'''

PR #443, opened 2021-08-12
TEALv4: Sharing data between contracts in runtime

amityadav0:
## Proposed Changes

+ Add shared scratch space support in runtime
+ Add tealv4 constants
+ Add `gload` and `gloads` opcodes
+ Add tests

## Potential followups
+ Add integration test with two stateful contracts (https://www.pivotaltracker.com/story/show/179202771)

### DIFF
--- a/packages/runtime/src/ctx.ts
+++ b/packages/runtime/src/ctx.ts
@@ -12,7 +12,7 @@ import {
   AppDeploymentFlags,
   ASADeploymentFlags, AssetHoldingM,
   Context, ExecutionMode,
-  SSCAttributesM, State, Txn
+  SSCAttributesM, StackElem, State, Txn
 } from "./types";
 
 const APPROVAL_PROGRAM = "approval-program";
@@ -24,6 +24,7 @@ export class Ctx implements Context {
   args: Uint8Array[];
   runtime: Runtime;
   debugStack?: number; //  max number of top elements from the stack to print after each opcode execution.
+  sharedScratchSpace: Map<number, StackElem[]>;
 
   constructor (state: State, tx: Txn, gtxs: Txn[], args: Uint8Array[],
     runtime: Runtime, debugStack?: number) {
@@ -33,6 +34,7 @@ export class Ctx implements Context {
     this.args = args;
     this.runtime = runtime;
     this.debugStack = debugStack;
+    this.sharedScratchSpace = new Map<number, StackElem[]>();
   }
 
   // verify account's balance is above minimum required balance
@@ -225,7 +227,7 @@ export class Ctx implements Context {
    */
   addApp (
     fromAccountAddr: AccountAddress, flags: AppDeploymentFlags,
-    approvalProgram: string, clearProgram: string
+    approvalProgram: string, clearProgram: string, idx?: number
   ): number {
     const senderAcc = this.getAccount(fromAccountAddr);
 
@@ -242,7 +244,9 @@ export class Ctx implements Context {
     this.state.accounts.set(senderAcc.address, senderAcc);
     this.state.globalApps.set(app.id, senderAcc.address);
 
-    this.runtime.run(approvalProgram, ExecutionMode.APPLICATION, this.debugStack); // execute TEAL code with appID = 0
+    this.runtime.run(
+      approvalProgram, ExecutionMode.APPLICATION, idx ?? 0, this.debugStack
+    ); // execute TEAL code with appID = 0
 
     // create new application in globalApps map
     this.state.globalApps.set(++this.state.appCounter, senderAcc.address);
@@ -272,13 +276,13 @@ export class Ctx implements Context {
    * @param appID Application index
    * NOTE: When creating or opting into an app, the minimum balance grows before the app code runs
    */
-  optInToApp (accountAddr: AccountAddress, appID: number): void {
+  optInToApp (accountAddr: AccountAddress, appID: number, idx?: number): void {
     const appParams = this.getApp(appID);
 
     const account = this.getAccount(accountAddr);
     account.optInToApp(appID, appParams);
     this.assertAccBalAboveMin(accountAddr);
-    this.runtime.run(appParams[APPROVAL_PROGRAM], ExecutionMode.APPLICATION, this.debugStack);
+    this.runtime.run(appParams[APPROVAL_PROGRAM], ExecutionMode.APPLICATION, idx ?? 0, this.debugStack);
   }
 
   /**
@@ -474,7 +478,8 @@ export class Ctx implements Context {
   updateApp (
     appID: number,
     approvalProgram: string,
-    clearProgram: string
+    clearProgram: string,
+    idx?: number
   ): void {
     if (approvalProgram === "") {
       throw new RuntimeError(RUNTIME_ERRORS.GENERAL.INVALID_APPROVAL_PROGRAM);
@@ -484,7 +489,7 @@ export class Ctx implements Context {
     }
 
     const appParams = this.getApp(appID);
-    this.runtime.run(appParams[APPROVAL_PROGRAM], ExecutionMode.APPLICATION, this.debugStack);
+    this.runtime.run(appParams[APPROVAL_PROGRAM], ExecutionMode.APPLICATION, idx ?? 0, this.debugStack);
 
     const updatedApp = this.getApp(appID);
     updatedApp[APPROVAL_PROGRAM] = approvalProgram;
@@ -526,13 +531,13 @@ export class Ctx implements Context {
         case types.TransactionType.CallNoOpSSC: {
           this.tx = this.gtxs[idx]; // update current tx to the requested index
           const appParams = this.getApp(txnParam.appID);
-          this.runtime.run(appParams[APPROVAL_PROGRAM], ExecutionMode.APPLICATION, this.debugStack);
+          this.runtime.run(appParams[APPROVAL_PROGRAM], ExecutionMode.APPLICATION, idx, this.debugStack);
           break;
         }
         case types.TransactionType.CloseApp: {
           this.tx = this.gtxs[idx]; // update current tx to the requested index
           const appParams = this.getApp(txnParam.appID);
-          this.runtime.run(appParams[APPROVAL_PROGRAM], ExecutionMode.APPLICATION, this.debugStack);
+          this.runtime.run(appParams[APPROVAL_PROGRAM], ExecutionMode.APPLICATION, idx, this.debugStack);
           this.closeApp(fromAccountAddr, txnParam.appID);
           break;
         }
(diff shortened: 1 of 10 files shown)


packages/runtime/src/ctx.ts
```diff
@@ -24,6 +24,7 @@ export class Ctx implements Context {
   args: Uint8Array[];
   runtime: Runtime;
   debugStack?: number; //  max number of top elements from the stack to print after each opcode execution.
+  sharedScratchSpace: Map<number, StackElem[]>;
```
ratik21, line 27: Please add a comment what number represents here. Or create a type `type TransactionIndex = number;`

packages/runtime/src/ctx.ts
```diff
@@ -225,7 +227,7 @@ export class Ctx implements Context {
    */
   addApp (
     fromAccountAddr: AccountAddress, flags: AppDeploymentFlags,
-    approvalProgram: string, clearProgram: string
+    approvalProgram: string, clearProgram: string, idx?: number
```
ratik21, line 230: please update description

packages/runtime/src/ctx.ts
```diff
@@ -272,13 +276,13 @@ export class Ctx implements Context {
    * @param appID Application index
    * NOTE: When creating or opting into an app, the minimum balance grows before the app code runs
    */
-  optInToApp (accountAddr: AccountAddress, appID: number): void {
+  optInToApp (accountAddr: AccountAddress, appID: number, idx?: number): void {
```
ratik21, line 279: please update description

packages/runtime/src/ctx.ts
```diff
@@ -484,7 +489,7 @@ export class Ctx implements Context {
     }
 
     const appParams = this.getApp(appID);
-    this.runtime.run(appParams[APPROVAL_PROGRAM], ExecutionMode.APPLICATION, this.debugStack);
+    this.runtime.run(appParams[APPROVAL_PROGRAM], ExecutionMode.APPLICATION, idx ?? 0, this.debugStack);
```
ratik21, line 492: When can `idx` be `undefined`?

packages/runtime/src/errors/errors-list.ts
```diff
@@ -237,6 +237,12 @@ by an index that does not exist.`
     message: "set bit index %index% is beyond bytes length. [error-line: %line%]",
     title: 'set bit index error',
     description: `set bit index error`
+  },
+  SCRATCH_EXIST_ERROR: {
+    number: 1035,
+    message: "scratch space doesn't exist for index: %index%. [error-line: %line%]",
+    title: 'scratch space error',
+    description: `fails maybe because the requested transaction is an ApplicationCall or T < GroupIndex.`
```
ratik21, line 245: message and description seems completely different here. Could you please add a reason in message as well?

packages/runtime/src/errors/errors-list.ts
```diff
@@ -237,6 +237,12 @@ by an index that does not exist.`
     message: "set bit index %index% is beyond bytes length. [error-line: %line%]",
     title: 'set bit index error',
     description: `set bit index error`
+  },
+  SCRATCH_EXIST_ERROR: {
+    number: 1035,
+    message: "scratch space doesn't exist for index: %index%. [error-line: %line%]",
```
ratik21, line 243:
```suggestion
    message: "scratch space doesn't exist for transaction index: %index%. [error-line: %line%]",
```

packages/runtime/src/errors/errors-list.ts
```diff
@@ -237,6 +237,12 @@ by an index that does not exist.`
...
+    title: 'scratch space error',
```
ratik21, line 244: I think title can be more intuitive. This is related to the shared scratch space here, right?

packages/runtime/src/interpreter/opcode-list.ts
```diff
@@ -2591,3 +2591,84 @@ export class MinBalance extends Op {
...
+  }
+
+  execute (stack: TEALStack): void {
+    const scratch = this.interpreter.runtime.ctx.sharedScratchSpace.get(this.txIndex);
+    if (scratch === undefined) {
+      throw new RuntimeError(
+        RUNTIME_ERRORS.TEAL.SCRATCH_EXIST_ERROR,
+        { index: this.txIndex, line: this.line }
+      );
+    }
```
ratik21, line 2631: just to confirm, Is this validated on node?

packages/runtime/src/interpreter/opcode-list.ts
```diff
@@ -2591,3 +2591,84 @@ export class MinBalance extends Op {
...
+    const txIndex = Number(this.assertBigInt(stack.pop(), this.line));
+    const scratch = this.interpreter.runtime.ctx.sharedScratchSpace.get(txIndex);
+    if (scratch === undefined) {
+      throw new RuntimeError(
+        RUNTIME_ERRORS.TEAL.SCRATCH_EXIST_ERROR,
+        { index: txIndex, line: this.line }
+      );
+    }
+    this.checkIndexBound(this.scratchIndex, scratch, this.line);
+    stack.push(scratch[this.scratchIndex]);
```
ratik21, line 2672: This is the same code as `Gload` (except getting `txIndex`). Can we inherit from Gload (`class Gloads is Gload)`?

packages/runtime/src/lib/constants.ts
```diff
@@ -235,6 +240,12 @@ GlobalFields[3] = {
   CreatorAddress: null
 };
 
+// global fields supported by tealv3
```
ratik21, line 243:
```suggestion
// global fields supported by tealv4
```

packages/runtime/src/lib/constants.ts
```diff
@@ -235,6 +240,12 @@ GlobalFields[3] = {
...
+GlobalFields[4] = {
+  ...GlobalFields[3],
+  CreatorAddress: null
+};
```
ratik21, line 247:
```suggestion
GlobalFields[4] = {
  ...GlobalFields[3]
};
```

packages/runtime/src/lib/constants.ts
```diff
@@ -259,3 +270,9 @@ OpGasCost[2] = {
  * All other opcodes have cost 1
  */
 OpGasCost[3] = { ...OpGasCost[2] };
+
+/**
+ * In tealv4, cost of crypto opcodes are same as v2.
+ * All other opcodes have cost 1
+ */
+OpGasCost[4] = { ...OpGasCost[3] };
```
ratik21, line 278:
```suggestion
/*
 * tealv4
 */
OpGasCost[4] = { ...OpGasCost[3] };
```

packages/runtime/src/runtime.ts
```diff
@@ -646,8 +647,11 @@ export class Runtime {
    * each opcode execution (upto depth = debugStack)
    * NOTE: Application mode is only supported in TEALv > 1
    */
-  run (program: string, executionMode: ExecutionMode, debugStack?: number): void {
+  run (program: string, executionMode: ExecutionMode, indexInGroup: number, debugStack?: number): void {
     const interpreter = new Interpreter();
     interpreter.execute(program, executionMode, this, debugStack);
+    if (executionMode === ExecutionMode.APPLICATION) {
+      this.ctx.sharedScratchSpace.set(indexInGroup, interpreter.scratch);
+    }
```
ratik21, line 655: Can we do it inside interpreter only (after executing all opcodes)? Could you please check?
Inside interpreter we have access to ctx (`this.runtime.ctx`). We can also get `indexInGroup` (using `ctx.gtxs`).

If possible then we won't need to pass index in each `run`.

packages/runtime/test/src/interpreter/opcode-list.ts
```diff
@@ -4074,4 +4074,93 @@ describe("Teal Opcodes", function () {
       );
     });
   });
+
+  describe("shared data between contracts", () => {
```
ratik21, line 4078:
```suggestion
  describe("TEALv4: shared data between contracts", () => {
```

packages/runtime/src/errors/errors-list.ts
amityadav0: message says scratch space doesn't exist, description states that either that tx is not application call or tx is not even in group, how is it unrelated ?
I will add there a reason may be tag

packages/runtime/src/errors/errors-list.ts
amityadav0: What do you propose ?

packages/runtime/src/interpreter/opcode-list.ts
amityadav0: it will be with integration tests. I have been waiting for this one's review.

packages/runtime/src/interpreter/opcode-list.ts
amityadav0: in this we pass only one variable, so constructor checks are different, plus execute function loads from stack instead of reading from value stored using constructor. So I don't think this good idea

packages/runtime/src/runtime.ts
amityadav0: Good idea, I will try this.

packages/runtime/src/errors/errors-list.ts
ratik21: By different I meant the wording. During catch I think error message is shown, so I suggested to add a reason in message.

packages/runtime/src/errors/errors-list.ts
ratik21: Simple, `scratch space not found`/`scratch space does not exist`

packages/runtime/src/interpreter/opcode-list.ts
ratik21: Ok let's repeat code

packages/runtime/src/errors/errors-list.ts
amityadav0: ok

packages/runtime/src/errors/errors-list.ts
amityadav0: same as message, OK

packages/runtime/src/runtime.ts
amityadav0: i checked it, to get indexInGroup from ctx.gtxs there are two options 
1. traverse gtxs and match tx(this seems not good  and slow) 
2. have a tx variable set in runtime but this will be similar to what we have
3. I like current implementation because it is easy to understand .

packages/runtime/src/ctx.ts
amityadav0: ok

packages/runtime/src/ctx.ts
amityadav0: when user directly calls updateApp or maybe we can handle it in runtime.ts, it will be more clear

amityadav0: moved

packages/runtime/src/runtime.ts
ratik21: yes, i was thinking the first one (`indexInGroup = gtxs.indexOf(tx);`). It introduces an extra loop. 
Ok, let's keep what we have.

ratik21 (approved):
lgtm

'''

- _PROBLEM DETAILS_: Scan the lines above for the word "pass". Return each one that has it.

- _RESPONSE TO THIS EXERCISE_:
If possible then we won't need to pass index in each `run`.
amityadav0: in this we pass only one variable, so constructor checks are different, plus execute function loads from stack instead of reading from value stored using constructor. So I don't think this good idea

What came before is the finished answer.